Morocco has emerged as Africa’s most industrialized economy in 2025, overtaking South Africa for the first time in 15 years, according to the African Development Bank’s Industrialization Index.
The milestone marks the culmination of a two-decade industrial transformation driven by sustained public investment, expanding foreign direct investment, and major infrastructure projects. Central to this success has been the growth of the Tanger Med Port Complex, which has become one of the continent’s most important gateways for global trade and supply chains.
Morocco’s rise has been fueled by a deliberate strategy to diversify beyond traditional industries such as phosphates and automotive manufacturing. The country has built a thriving aerospace sector that now hosts more than 150 international companies, including Boeing, Airbus, Safran and Thales, with exports from the industry increasing sharply over the past decade.
The automotive sector remains Morocco’s largest export industry, supported by a competitive manufacturing ecosystem and production levels that now exceed those of South Africa.
The country is also rapidly positioning itself as a global hub for electric vehicle production. More than AUD 8.4 billion in Chinese investment has flowed into battery manufacturing, automotive components and EV supply chains.

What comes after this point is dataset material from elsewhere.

PR #954, opened 2026-07-30
Fix #917: cast input scalar values to their declared type on the DuckDB path

### LINKED ISSUE #917: Error with parenthesis and scalars (DuckDB)
### Initial Checks

### Summary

Projects include Gotion High-Tech’s AUD 1.8 billion battery gigafactory in Kenitra and the development of the Mohammed VI Tanger Tech City near Tangier Med, a vast industrial and free-trade zone expected to support production capacity of up to 500,000 electric vehicles annually by the end of 2026.
Morocco’s strategic location and trade agreements have strengthened its appeal to investors. Free-trade arrangements with China, the European Union and the United States provide manufacturers with efficient access to major markets at a time when Chinese EV exports face rising tariffs in Europe.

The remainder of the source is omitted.